▶ **TASK BRIEF**:
The lines to copy are those with "shortened" in them. Pull each one from the entries below.

Collected data entries

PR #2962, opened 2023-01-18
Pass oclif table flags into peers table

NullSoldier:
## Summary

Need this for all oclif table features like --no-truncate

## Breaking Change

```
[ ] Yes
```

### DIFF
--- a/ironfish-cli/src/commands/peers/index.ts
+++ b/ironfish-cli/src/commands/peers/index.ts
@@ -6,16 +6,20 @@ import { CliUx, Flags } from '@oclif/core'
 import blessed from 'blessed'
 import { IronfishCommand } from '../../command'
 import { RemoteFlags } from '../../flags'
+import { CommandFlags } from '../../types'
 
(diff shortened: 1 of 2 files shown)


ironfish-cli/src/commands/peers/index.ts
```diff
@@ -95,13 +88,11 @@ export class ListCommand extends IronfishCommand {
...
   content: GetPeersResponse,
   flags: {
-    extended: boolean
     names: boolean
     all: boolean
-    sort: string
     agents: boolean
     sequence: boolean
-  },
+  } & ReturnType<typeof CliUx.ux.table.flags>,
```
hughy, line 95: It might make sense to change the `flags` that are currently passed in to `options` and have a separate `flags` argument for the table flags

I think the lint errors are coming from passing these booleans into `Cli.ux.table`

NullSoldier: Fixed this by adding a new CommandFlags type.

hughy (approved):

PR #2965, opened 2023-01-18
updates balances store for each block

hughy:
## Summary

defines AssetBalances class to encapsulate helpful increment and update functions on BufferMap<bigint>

...

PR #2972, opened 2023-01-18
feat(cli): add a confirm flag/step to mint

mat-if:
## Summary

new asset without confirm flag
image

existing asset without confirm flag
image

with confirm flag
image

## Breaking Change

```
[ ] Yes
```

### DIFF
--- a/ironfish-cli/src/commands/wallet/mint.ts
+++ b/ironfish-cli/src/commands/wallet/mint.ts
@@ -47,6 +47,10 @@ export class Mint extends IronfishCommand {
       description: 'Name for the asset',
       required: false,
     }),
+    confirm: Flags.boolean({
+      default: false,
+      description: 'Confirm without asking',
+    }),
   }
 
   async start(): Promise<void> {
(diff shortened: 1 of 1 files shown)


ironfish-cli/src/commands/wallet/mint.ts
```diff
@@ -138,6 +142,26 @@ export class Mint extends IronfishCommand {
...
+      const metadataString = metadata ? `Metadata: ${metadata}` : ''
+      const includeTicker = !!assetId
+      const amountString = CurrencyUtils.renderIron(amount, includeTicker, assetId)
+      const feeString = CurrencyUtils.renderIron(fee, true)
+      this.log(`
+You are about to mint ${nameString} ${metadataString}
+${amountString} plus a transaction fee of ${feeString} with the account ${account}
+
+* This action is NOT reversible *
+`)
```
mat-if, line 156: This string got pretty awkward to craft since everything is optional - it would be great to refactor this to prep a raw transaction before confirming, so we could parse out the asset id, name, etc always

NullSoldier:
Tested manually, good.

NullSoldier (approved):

▶ **FINISHED EXERCISE**:
(diff shortened: 1 of 2 files shown)
(diff shortened: 1 of 1 files shown)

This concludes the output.